**EXERCISE DETAILS:**
Every line below that includes the word "others" needs to be copied.

───── STUDY MATERIAL

Issue #394, opened 2021-08-04
Add go back button to `Confirm wallet encryption` window, add cancel button to `wallet to be encrypted` window


jarolrod:
When i go to create a wallet, I have the option to encrypt my wallet. If i choose this option, the next step is to choose a password. 
ok 👍, I've chosen a password. Now, I click on the `Ok` button to continue to the next screen which is the following warning:

![warning](https://user-images.githubusercontent.com/23396902/128109376-a892312b-a93b-4cf9-a0fc-24f70d93cd4c.png)

Now i have been reminded with the life changing knowledge that if I lose this passphrase then I lose all of my Bitcoin. I now have to think about whether or not the wallet I have chosen is what i want it to be. If I am still content with my wallet, then I can continue on. If i am not content with my password, I cannot go back and change it. Instead, I have to click the `Cancel` button and start all over. The `Confirm wallet encryption` wallet should introduce a `go back` button that allows me to 'go back' to the `Encrypt Wallet` window. 

Additionally, the `Cancel` button in this window can be removed. If we go back we can cancel in the `Encrypt Wallet` window, if we go forward -> read on ...

If I was content with my wallet password I can continue on. The next window is another message reminding me that wallet is going to be encrypted and that this does not fully protect my Bitcoin from being stolen:

![wallet-to-be-encrypted](https://user-images.githubusercontent.com/23396902/128109928-84dfed23-bd3f-4527-bb68-183bc88fa4b1.png)

If I am content with this security assumption I can continue on, but at this stage there is no option to be able to cancel my creation of this wallet. The `Wallet to be encrypted` window should introduce a `Cancel` button that 'cancels' the creation of this wallet.

MarcoFalke:
See also https://github.com/bitcoin/bitcoin/issues/18085

hebasto:
A bit related https://github.com/bitcoin-core/gui/issues/151.

hebasto:
@jarolrod 

Mind reviewing https://github.com/bitcoin-core/gui/pull/722?

PR #722, opened 2023-03-16
wallet: Allow user to navigate options while encrypting at creation

hernanmarino:
This fixes https://github.com/bitcoin-core/gui/issues/394. 
It adds a  "Go back" button to the "Confirm wallet encryption" window, allowing the users to change the password if they want to. It also adds a Cancel button to the "Wallet to be encrypted" window.
Prior to this change users had no option to alter the password, and were forced to either go ahead with wallet creation or cancel the whole process. Also, at the final window, they were shown a warning but with no option to cancel.
The new workflow for wallet encryption and creation is similar to the following:

videoNavigation

### DIFF
--- a/src/qt/askpassphrasedialog.cpp
+++ b/src/qt/askpassphrasedialog.cpp
@@ -104,10 +104,14 @@ void AskPassphraseDialog::accept()
             // Cannot encrypt with empty passphrase
             break;
         }
-        QMessageBox::StandardButton retval = QMessageBox::question(this, tr("Confirm wallet encryption"),
-                 tr("Warning: If you encrypt your wallet and lose your passphrase, you will <b>LOSE ALL OF YOUR BITCOINS</b>!") + "<br><br>" + tr("Are you sure you wish to encrypt your wallet?"),
-                 QMessageBox::Yes|QMessageBox::Cancel,
-                 QMessageBox::Cancel);
+        QMessageBox msgBoxConfirm(QMessageBox::Question,
+                                  tr("Confirm wallet encryption"),
+                                  tr("Warning: If you encrypt your wallet and lose your passphrase, you will <b>LOSE ALL OF YOUR BITCOINS</b>!") + "<br><br>" + tr("Are you sure you wish to encrypt your wallet?"),
+                                  QMessageBox::Cancel | QMessageBox::Yes, this);
+        msgBoxConfirm.button(QMessageBox::Yes)->setText(tr("Continue"));
+        msgBoxConfirm.button(QMessageBox::Cancel)->setText(tr("Back"));
+        msgBoxConfirm.setDefaultButton(QMessageBox::Cancel);
+        QMessageBox::StandardButton retval = (QMessageBox::StandardButton)msgBoxConfirm.exec();
         if(retval == QMessageBox::Yes)
         {
             if(newpass1 == newpass2)
@@ -116,10 +120,19 @@ void AskPassphraseDialog::accept()
                 "your bitcoins from being stolen by malware infecting your computer.");
                 if (m_passphrase_out) {
                     m_passphrase_out->assign(newpass1);
-                    QMessageBox::warning(this, tr("Wallet to be encrypted"),
-                                         "<qt>" +
-                                         tr("Your wallet is about to be encrypted. ") + encryption_reminder +
-                                         "</b></qt>");
+                    QMessageBox msgBoxWarning(QMessageBox::Warning,
+                                              tr("Wallet to be encrypted"),
+                                              "<qt>" +
+                                                  tr("Your wallet is about to be encrypted. ") + encryption_reminder + " " +
+                                                  tr("Are you sure you wish to encrypt your wallet?") +
+                                                  "</b></qt>",
+                                              QMessageBox::Cancel | QMessageBox::Yes, this);
+                    msgBoxWarning.setDefaultButton(QMessageBox::Cancel);
+                    QMessageBox::StandardButton retval = (QMessageBox::StandardButton)msgBoxWarning.exec();
+                    if (retval == QMessageBox::Cancel) {
+                        QDialog::reject();
+                        return;
+                    }
                 } else {
                     assert(model != nullptr);
                     if (model->setWalletEncrypted(newpass1)) {
@@ -145,11 +158,7 @@ void AskPassphraseDialog::accept()
                                      tr("The supplied passphrases do not match."));
             }
         }
-        else
-        {
-            QDialog::reject(); // Cancelled
-        }
-        } break;
+    } break;
     case Unlock:
         try {
             if (!model->setWalletLocked(false, oldpass)) {


src/qt/askpassphrasedialog.cpp
```diff
@@ -104,10 +104,15 @@ void AskPassphraseDialog::accept()
...
             break;
         }
-        QMessageBox::StandardButton retval = QMessageBox::question(this, tr("Confirm wallet encryption"),
-                 tr("Warning: If you encrypt your wallet and lose your passphrase, you will <b>LOSE ALL OF YOUR BITCOINS</b>!") + "<br><br>" + tr("Are you sure you wish to encrypt your wallet?"),
-                 QMessageBox::Yes|QMessageBox::Cancel,
-                 QMessageBox::Cancel);
+        QMessageBox msgBoxConfirm(QMessageBox::Question,
+                                  tr("Confirm wallet encryption"),
+                                  tr("Warning: If you encrypt your wallet and lose your passphrase, you will <b>LOSE ALL OF YOUR BITCOINS</b>!<br><br>"
+                                     "Are you sure you wish to encrypt your wallet?"),
```
hebasto, line 110: Could we avoid changes in translatable strings in this PR?

src/qt/askpassphrasedialog.cpp
```diff
@@ -104,10 +104,15 @@ void AskPassphraseDialog::accept()
...
+                                  QMessageBox::Cancel | QMessageBox::Yes, this);
+        msgBoxConfirm.button(QMessageBox::Yes)->setText(tr("Continue"));
+        msgBoxConfirm.button(QMessageBox::Cancel)->setText(tr("Go back"));
```
hebasto, line 113: I'm not sure which label, "Go back" or just "Back", is more expected in user experience.

ping @GBKS

hebasto (commented):
Concept ACK.

src/qt/askpassphrasedialog.cpp
GBKS: I think both are fine. Personally, I would go for "Back", as the word "Go" doesn't add any additional information.

src/qt/askpassphrasedialog.cpp
hernanmarino: Yes, will do.

src/qt/askpassphrasedialog.cpp
hernanmarino: Changed to "Back"

src/qt/askpassphrasedialog.cpp
hernanmarino: I changed the code to reuse already existing strings, can you confirm it's okey in this new way ?

hernanmarino:
Updated the code as per @hebasto suggestions.

pablomartin4btc (approved):
re-ACK 78660e72001a2561c7ad3026367a69f65414dbd9. cc @jarolrod.

I see[`wallet_create_tx.py --descriptors`](https://cirrus-ci.com/task/6164029874372608?logs=functional_tests#L2752)test is failing and you are re-running it, I don't think it's related with your change but let's see.

jarolrod (approved):
ACK 78660e72001a2561c7ad3026367a69f65414dbd9

Tested for functionality and sanity checked the user flows between master and this PR.

src/qt/askpassphrasedialog.cpp
```diff
@@ -145,11 +158,7 @@ void AskPassphraseDialog::accept()
                                      tr("The supplied passphrases do not match."));
             }
         }
-        else
-        {
-            QDialog::reject(); // Cancelled
-        }
-        } break;
+    } break;
```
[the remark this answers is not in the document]
hernanmarino: When originally testing, the reject() seemed redundant, because the window was also closing without this line. Since the next thing to happen was the method finishing / returning I assumed at that time that the default behaviour of QDialog class was being triggered. But now I was having second thoughts, and brought back the original behavior of calling an explicit reject.

hernanmarino:
After @hebasto 's comment I decided to update the code to explicitly call reject() when cancelling the first dialog. This introduces one less change from the original code, and also makes the intention more explicit to developers / reviewers.

luke-jr:
Concept ACK

But shouldn't the final confirmation dialog also have a "Go back" instead of "Cancel"?

(Better yet, why don't we just show these warnings upfront in the password entry dialog?)

pablomartin4btc (commented):
re-Tested nACK. 

As I mentioned in the above response to @luke-jr, last change made the fix not to work anymore (see animated gif). Please consider my comments above if others also see them useful.

hernanmarino:
Rolled back to undo changes detected by @pablomartin4btc . Now changes are at commit 78660e72001a2561c7ad3026367a69f65414dbd9 , the last one ACK ed by @jarolrod and others.

pablomartin4btc:
re-ACK https://github.com/bitcoin-core/gui/commit/78660e72001a2561c7ad3026367a69f65414dbd9 as previously [here](https://github.com/bitcoin-core/gui/pull/722#pullrequestreview-1414865992).

BrandonOdiwuor (commented):
Concept ACK,

Allowing users to go back and update their passphrase before encrypting the wallet

BrandonOdiwuor (approved):
Tested ACK 78660e72001a2561c7ad3026367a69f65414dbd9

Screenshot from 2023-11-29 20-35-54

alfonsoromanz (approved):
Tested ACK https://github.com/bitcoin-core/gui/pull/722/commits/78660e72001a2561c7ad3026367a69f65414dbd9

hernanmarino:
Rebased for CI, no actual code changes in my code.

alfonsoromanz (approved):
Re-Tested ACK

test_wallet-encryption-navigation

BrandonOdiwuor (approved):
re-Tested ACK cccddc03f0c625daeac7158eb20c1508aea5df39

hebasto (approved):
ACK cccddc03f0c625daeac7158eb20c1508aea5df39, tested on Ubuntu 24.04.

hebasto:
> It looks like a "Back" button is added to the warning pop-up, but it will only take you back to enter a different password, not to disable the password selection in the create wallet dialog. Wouldn't it be better to add the "Back" button to the password dialog?
> 
> Also, wouldn't it be better if the text from the two warning pop-ups was added to the top of the password dialog? Otherwise, it seems odd to first ask for a password from the user, then print two warnings about it, when the warnings could have been provided in one go?

@GBKS 

What kind of a workflow will suit this part of the UI in your opinion?

GBKS:
Good points. I think it could work well to combine the two warnings to a single dialog. It could be placed between the initial `Create wallet` dialog, and the password input.

1. **Create wallet dialog:** The user checks `Encrypt wallet` and clicks `Continue`.
2. **Password warning dialog:** The application informs the user about the risks of using a password and offers `Back` and `Continue` options. The user considers, decides to move forward with the password, and clicks `Continue`.
3. **Password input dialog:** The user enters their password and clicks `Continue` (the other option would be `Back`). It could be an option to have a `I have stored this password in a safe place` check box here. Another option is a password difficulty indicator.

This avoids the stack of dialog-on-dialog by putting them in a linear sequence with consistent `Continue` and `Back` options.

When dialogs are stacked like this and you mix buttons like `Cancel` and `Back`, it can be hard to know what they reference. Do you cancel the whole wallet creation or just the password option, or just the dialog? What does `Back` refer to in a dialog that sits on top of another dialog? Keeping the sequence linear makes this more obvious.

Just some thoughts, not sure if you even want to revisit this or not right after working through this PR.

hebasto:
@hernanmarino 

Are you still working on this PR? If so, what do you think about GBKS's [suggestion](https://github.com/bitcoin-core/gui/pull/722#issuecomment-2124671596)?

hernanmarino:
> @hernanmarino
> 
> Are you still working on this PR? If so, what do you think about GBKS's [suggestion](https://github.com/bitcoin-core/gui/pull/722#issuecomment-2124671596)?

I like them. I can work on them and open a follow up PR soon.

hebasto:
> > @hernanmarino
> > Are you still working on this PR? If so, what do you think about GBKS's [suggestion](https://github.com/bitcoin-core/gui/pull/722#issuecomment-2124671596)?
> 
> I like them. I can work on them and open a follow up PR soon.

Why not implementing them in this PR?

──────────

**COMPLETED TASK:**
As I mentioned in the above response to @luke-jr, last change made the fix not to work anymore (see animated gif). Please consider my comments above if others also see them useful.
Rolled back to undo changes detected by @pablomartin4btc . Now changes are at commit 78660e72001a2561c7ad3026367a69f65414dbd9 , the last one ACK ed by @jarolrod and others.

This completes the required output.